Obi Vincent’s Diet Plan

Obi Vincent's diet plan

Image source @obi_vincent Instagram

To maintain such a lean and muscular physique like that of Obi’s one must also watch what they feed their body. That’s why Obi Vincent’s diet consists of healthy and nutritious food items.

Obi’s diet plan includes a high portion of proteins, some moderate carbs, and a low portion of fats.

He eats 5 to 6 balanced meals a day to feed his body with enough food items and to regain energy from his intense workout sessions.

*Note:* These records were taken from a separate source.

PR #6095, opened 2024-06-20
SALTO-5884: Microsoft Entra: Deploy improvements

shoshana-houri:
Fix several issues with deployment:
1. Group type name:
   1. Some fields on the group type are read-only on *addition* as well, and cannot be specified in the addition request. If they are specified the request fails with error. We've added them to the `readOnlyFields` validator, and make sure to omit them in the request.
   2. Some fields cannot be specified in the addition request, but only in a subsequent modification request.
   3. We needed to add polling for the assignment of `lifeCyclePolicy` when creating a group, since the returned group id takes some time to be recognized by the service in the context of the life cycle policy request.
2. Some references were missing - which caused deploy requests to fail since the referred object didn't exist in the environment, and we had no indication of unresolved reference in Salto...

---
_Release Notes_: 
None

---
_User Notifications_: 
None


packages/microsoft-entra-adapter/src/change_validators/read_only_fields_validator.ts
```diff
@@ -59,15 +109,22 @@ export const TYPE_NAME_TO_READ_ONLY_FIELDS: Record<string, string[]> = {
...
+    .filter(isAdditionOrModificationChange)
     .filter(isInstanceChange)
     .filter(change => relevantTypes.includes(change.data.after.elemID.typeName))
 
-  return changesWithReadOnlyFields
-    .map((change): ChangeError | undefined => {
-      const readOnlyFields = TYPE_NAME_TO_READ_ONLY_FIELDS[change.data.after.elemID.typeName]
-      const modifiedFields = readOnlyFields.filter(
-        fieldName => !_.isEqual(_.get(change.data.before.value, fieldName), _.get(change.data.after.value, fieldName)),
+  const lookupFunc = referenceUtils.generateLookupFunc(REFERENCES?.rules ?? [])
```
shir-reifenberg, line 116: I'm not sure resolving references in validator is the correct thing here... for example, if we add a instance of a type that doesn't exist in the target env, the current type of the instance will not exist and the references will not be resolved correctly.. (in the adapter's deploy we handle this using `overrideInstanceTypeForDeploy`)

packages/microsoft-entra-adapter/src/change_validators/read_only_fields_validator.ts
```diff
@@ -59,15 +109,22 @@ export const TYPE_NAME_TO_READ_ONLY_FIELDS: Record<string, string[]> = {
...
+  return awu(changesWithReadOnlyFields)
+    .map(async (change): Promise<ChangeError | undefined> => {
+      const readOnlyFields =
+        change.action === 'add'
+          ? TYPE_NAME_TO_READ_ONLY_FIELDS_ADDITION[change.data.after.elemID.typeName]
+          : TYPE_NAME_TO_READ_ONLY_FIELDS_MODIFICATION[change.data.after.elemID.typeName]
+      const before = isModificationChange(change) ? await resolveValues(change.data.before, lookupFunc) : { value: {} }
+      const after = await resolveValues(change.data.after, lookupFunc)
+      const modifiedFields = readOnlyFields?.filter(
+        fieldName => !_.isEqual(_.get(before.value, fieldName), _.get(after.value, fieldName)),
```
shir-reifenberg, line 127: I think you can use `isEqualValues` which will also compare references and you can avoid resolving them

packages/microsoft-entra-adapter/src/definitions/deploy/utils/condition_empty_fields.ts
```diff
@@ -0,0 +1,31 @@
...
+/*
+ * Creates a custom condition that returns true if at least one of the specified fields is not empty
+ * This custom condition is used to filter out changes that are not relevant for *addition* deploy requests,
+ * since the transformForCheck field is irrelevant for addition changes
+ */
+export const createCustomConditionEmptyFields = (fieldNames: string[]): definitions.deploy.DeployRequestCondition => ({
+  custom:
+    () =>
+    ({ change }) =>
+      _.some(fieldNames, fieldName => !_.isEmpty(_.get(getChangeData(change).value, fieldName))),
```
shir-reifenberg, line 30: if it's only for addition change can we please add `isAdditionChange` and add an indication in the function name?

packages/microsoft-entra-adapter/src/definitions/deploy/deploy.ts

Now let’s have a look at what Obi Vincent’s diet plan looks like;

Meal 1- Breakfast

  • Eggs
  • Ground beef

Meal 2- Snack

  • Protein shake

Meal 3- Lunch

  • Rice
  • Chicken
  • Vegetables

Meal 4- Dinner

  • Vegetables
  • Fish

Meal 5- Snack

  • Biscuits
  • Berries

Obi Vincent’s Supplements

Obi Vincent takes the following supplements to help fuel his gains;

  • Whey protein
  • Creatine
  • Amino acids
  • Omega 3
  • Apple cider vinegar
  • Beta-alanine
  • Probiotics
  • ZMA

These above-mentioned supplements also help him in promoting strength endurance and muscle growth and also some of them help to keep his body in an anabolic state.

Wrapping Up 

That’s all we have for you about Obi Vincent’s workout routine and diet plan if you feel you’re inspired by his fitness journey you should be certain with your goal and dedication.

Obi has been doing this for some years, so we would advise you to use his workout and nutrition plan as a reference to structure your own workout and diet plan based on your fitness experience and goals.

Also, remember to stay consistent that’s the only way you will see results from your hard work if you don’t give up.